## AIM OF THE EXERCISE:
Give back exactly the lines of the data below, starting with the line that has "The marker has" and going on through the line that has "The second task sees".

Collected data
PR #5414, opened 2026-09-18
fix(utils): release the pool slot when a task rejects

### LINKED ISSUE #5413: utils: `createPool()` never releases the slot of a rejected task, and the parked caller's promise never settles

4.13.8 (`main`, `098e1191`)

### What runtime/platform/OS are you using?

`bun` 1.4.3 on macOS. The bug is in plain TypeScript, not runtime-specific.

A pool with one slot. The first task throws. The second task never runs:

```ts
import { createPool } from 'hono/utils/concurrent'

const pool = createPool({ concurrency: 1 })

pool.run(async () => {
  throw new Error('task-1-boom')
}).catch((e) => console.log('task-1 rejected:', e.message))

// Never throws, and never runs: the slot from task 1 was never given back.
const probe = pool.run(() => 'PROBE-RAN')
probe.then((v) => console.log('task-2 resolved:', v))
```

```
[repro] task-1 -> rejected: task-1-boom
[repro] ---- waited 1500ms ----
[repro] task-2 (probe) : pending
[repro] RESULT         : HANG — the pool never runs another task
```

When a task finishes — success or fail — its slot should be freed so the next task can run. `run()` should also reject if the task threw.

### What do you see instead?

Two things:

1. If a task throws, the slot is never given back. Later tasks wait forever.
2. A queued task's promise never settles — it neither resolves nor rejects.

Debugger trace on `src/utils/concurrent.ts`:

**Step 1** — first task enters `run()`. The pool is empty:

The pool is empty when the first task enters run()

**Step 2** — the marker is added, so the slot is taken. Next line throws, and `pool.delete(marker)` never runs:

The marker has been added, the slot is occupied

**Step 3** — second task enters `run()`. `pool.size` is still `1`, so it gets queued instead of running:

The second task sees a full pool because the slot was never released

**Step 4** — 1.5 s later, the second task's promise is still `pending`. It never runs, and it never rejects:

The parked promise never settles

xia-chao:
Fixes #5413

- [x] Add tests
- [x] Run tests

## What was wrong

If a task in `createPool()` throws, two things go wrong:

1. The pool never frees that slot. After enough failures, later tasks wait forever.
2. A task that was waiting in line never finishes — its promise neither resolves nor rejects.

That's why `toSSG()` can hang when one route fails.

## Fix

Always free the slot when the task is done, even if it failed. If a waiting task fails, reject its promise instead of leaving it hanging.

## Tests

Added cases for a failing task (with and without `interval`) and for a queued task that fails.


usualoma:
Hi @xia-chao, thanks for the PR. This issue has been discussed several times, and #5021 and #5312 were closed for somewhat different reasons.

Of the proposed fixes, #5021 looks the most complete. However, we don’t consider this an urgent issue, so we’d prefer to revisit it later if the maintainers decide a change is needed.

xia-chao:
By default, onError turns a thrown Error into a 500, so app.fetch doesn't reject. Thus a normal throwing route won't hang in toSSG. (Verified locally.)

Only two paths cause rejection:

Custom onError that rethrows.

Route/middleware throws a non-Error value (throw 'oops' / Promise.reject({...})). This happens with zero config, because hono-base.ts:400 (#handleError) and compose.ts:54 only handle err instanceof Error; anything else is rethrown.

@usualoma 
Yes, this is not an urgent issue. Thank you for your response, I just need a response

## RESULT BELOW:
The marker has been added, the slot is occupied

**Step 3** — second task enters `run()`. `pool.size` is still `1`, so it gets queued instead of running:

The second task sees a full pool because the slot was never released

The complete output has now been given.